The above graph was taken during the middle of the day on November 7, exactly a week from release, but you can see that the game received the most page visits and browser plays on November 1 and began to trend downwards since. Not unexpected, to say the least.

What’s more interesting to me is the referral data. I haven’t had the energy to do much promotion lately outside of Discord and Bluesky, though I did manage to push out a newsletter the same day after releasing the game. Internal traffic on itch.io does quite a bit of heavy lifting and many people clicked onto the page after seeing either the release or a rating from their Feed. After that is the main itch.io page that, for folks who are logged in, will have a section dedicated to new releases by creators they follow. In third place we see Bluesky, and thereafter all of the genre and platform tags. What’s curious is the fact that the Made With Twine tag led a lot of the early traffic, as the majority of my other releases are tagged Made With Ren’Py and largely don’t see traffic from that source (theory: so many visual novels are developed using Ren’Py so they’re harder to find in the tag, thus leading to a lot of competition). My takeaway from this is that if you use a common engine then it’s definitely worth going into your project’s Metadata tab and filling in the Engines & tools information. It’s free SEO!
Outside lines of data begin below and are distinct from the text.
PR #5343, opened 2022-03-21
Moved reference to std::mutex out of public include header ostream.h …

### LINKED ISSUE #5331: OStream mutex addition breaks managed code (C++/CLI) compilations.
### Discussed in https://github.com/google/filament/discussions/5329

<div type='discussions-op-text'>

<sup>Originally posted by **BStringhamVRSK** March 17, 2022</sup>
@pixelflinger @prideout @bejado 
We are using Filament in a C# managed code environment.  **std::mutex** is not supported when C++ code is compiled with the /clr flag.  Because the std::mutex declaration appears in the include header file, it breaks our builds.

There are two ways forward that I can see:

1.  Move the mutex into ostream.cpp as a global.  That means all ostream instances will share the same mutex.  PROS:  This is probably the simplest change.  CONS:  This could have some impact on performance, but I don't know if it's a meaningful difference.
2. Create an **interface** for ostream.  That would require also creating a "factory" function to create ostream instances, rather than using the new operator.  PROS:  ostream would continue to work as before.  CONS:  Breaks any code currently using "new ostream()"

Any other thoughts or suggestions on this?  
I can do the programming changes, but I'd like to hear the code owners' opinions before diving in.
</div>

BStringhamVRSK:
I chose the simplest solution and moved the reference to **std::mutex** out of **ostream.h** and created a global in **ostream.cpp**.
Fixes #5331

### DIFF
--- a/libs/utils/include/utils/ostream.h
+++ b/libs/utils/include/utils/ostream.h
@@ -17,7 +17,6 @@
 #ifndef TNT_UTILS_OSTREAM_H
 #define TNT_UTILS_OSTREAM_H
 
-#include <mutex>
 #include <string>
 #include <utility>
 
@@ -86,7 +85,6 @@ protected:
         size_t capacity = 0;        // total capacity of the buffer
     };
 
-    std::mutex mLock;
     Buffer mData;
     Buffer& getBuffer() noexcept { return mData; }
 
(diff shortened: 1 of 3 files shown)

Another thing I observed throughout the first week is that the Lesbian tag led more traffic than the Transgender tag at first. Transgender is taking the lead now, but Lesbian still outpaces tags like Gay, Yaoi, Boys’ Love, LGBT, and LGBTQIA at this time. The Gender and No AI tags are not proving to be effective tags, so if I can think of any better tags, those two will be moving to the chopping block first. For my fellow developers, it is almost always better to maximize your 10 tags with high traffic keywords, and if you can’t think of anything else, just slap something on there. It’s also free SEO!
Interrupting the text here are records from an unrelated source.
PR #5349, opened 2022-03-22
Remove lite flavor from android-utils.

prideout:
We noticed that the lite flavor isn't actually smaller, plus we need to
rework our Android library hierarchy anyway, so for now let's remove
this.


romainguy (commented):
Have we figured out why lite was bigger?

prideout:
> Have we figured out why lite was bigger?

Unfortunately no, I gave up since it felt like beating a dead horse.  According to zbloat it is due to <stream> but I was unable to determine why this would occur in only the lite variant.

pixelflinger (approved):

bejado (approved):

PR #5354, opened 2022-03-23
Fix shadow frustum computation wrt projection matrix

pixelflinger:
Instead of recomputing the Frustum from its 8 vertices, we compute it
from the projection matrix directly. This ensures this works with any
projection matrix.  Building a Frustum object from 8 vertices required
these vertices to be given in a certain order which wasn't correct if
the projection was flipped for instance.

Removed the API to construct a Frustum from vertices.

fixes b/225975881


romainguy (approved):

prideout:
Nice fix!

PR #5355, opened 2022-03-23
Fix typo.

Michael-Lfx:


filament/src/RenderPass.cpp
```diff
@@ -444,7 +444,7 @@ void RenderPass::generateCommandsImpl(uint32_t extraFlags,
                     // correct for TransparencyMode::DEFAULT -- i.e. cancel the command
                     key |= select(mode == TransparencyMode::DEFAULT);
 
-                    // cancel command if asked to filter translucents
+                    // cancel command if asked to filter translucent
```
romainguy, line 447:
```suggestion
                    // cancel command if asked to filter translucent objects
```

romainguy (commented):
`translucents` is not a typo, more an abuse of language. I proposed something better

When we look at the website/domain referral stats, internal traffic is unparalleled. Clickthroughs on Bluesky barely hold a candle to it, and the other referrals are likely from folks who received either my newsletter or an email from itch.io about the release or a devlog. I dunno, I don’t have much else to say about this one.
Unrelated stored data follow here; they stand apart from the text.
PR #5360, opened 2022-03-24
cleanup OpenGLProgram

pixelflinger:
This is the first step before we defer a lot of the glGet* calls.

### DIFF
--- a/filament/backend/src/opengl/OpenGLProgram.cpp
+++ b/filament/backend/src/opengl/OpenGLProgram.cpp
@@ -35,7 +35,7 @@ using namespace backend;
 
 static void logCompilationError(utils::io::ostream& out,
         backend::Program::Shader shaderType, const char* name,
-        GLuint shaderId) noexcept;
+        GLuint shaderId, CString sourceCode) noexcept;
 
 static void logProgramLinkError(utils::io::ostream& out,
         const char* name, GLuint program) noexcept;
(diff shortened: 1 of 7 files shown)


prideout (approved):

filament/backend/src/opengl/OpenGLProgram.cpp
```diff
@@ -35,43 +35,92 @@ using namespace backend;
...
+
+    // check status of program linking and shader compilation, logs error and free all resources
+    // in case of error.
+    // TODO: defer this until first use
+    bool success = OpenGLProgram::checkProgramStatus(name.c_str_safe(),
+            gl.program, gl.shaders);
+
+    // Failing to compile a program can't be fatal, because this will happen a lot in
+    // the material tools. We need to have a better way to handle these errors and
+    // return to the editor. Also note the early "return" statements in this function.
```
bejado, line 65: Hm, I don't see any `return` statements in `OpenGLProgram::OpenGLProgram`

bejado (approved):

filament/backend/src/opengl/OpenGLProgram.cpp
```diff
@@ -356,24 +400,6 @@ void logCompilationError(io::ostream& out, Program::Shader shaderType,
     out << "Compilation error in " << to_string(shaderType) << " shader \"" << name << "\":\n"
         << "\"" << error << "\""
         << io::endl;
-
-    size_t lc = 1;
```
romainguy, line 360: Any reason to remove this? It's quite useful for debugging to see the line numbers and the shader source when we dump an error.

pixelflinger: Yes, if we want to keep it, we'll have to keep the source of all programs until we get at least to the first draw.
Even if we do this, then we'll have to free that memory on first draw, but that would be (potentially many) calls to free() -- which could block, etc...

romainguy: Could we keep it in debug builds?

filament/backend/src/opengl/OpenGLProgram.cpp
pixelflinger: good catch.

filament/backend/src/opengl/OpenGLProgram.cpp
pixelflinger: yeah we could.

pixelflinger: done

romainguy (approved):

I think one thing I’ll do soon is actively link the game on my other releases to try and funnel folks who enjoyed the Blood & Play demo to it sucks to be us. Marketing is about communicating to your audience that a thing they might be interested in exists, and lately the struggle is finding a good hilltop to shout through your megaphone from.
Closing Thoughts
I uh, honestly have been doing myself dirty. A week before my hysterectomy, I told a small group of friends that I was going to spend my recovery time on finishing the script for Blood & Play, even if it was a shitty rough draft. I’ve been struggling to even stare at the project files for a long time after the pitch deck kept getting rejected left and right, and the fact that I managed to put out what’s essentially 1/5th of a novel before the traditional writing month kinda left me sitting there wondering what the fuck was wrong with me. Was I making excuses this whole time? I don’t regret having made this game, but I wonder if I can reuse that sheer frenzy that gripped me on Friday night and finish another story that’s become much too personal and precious to me.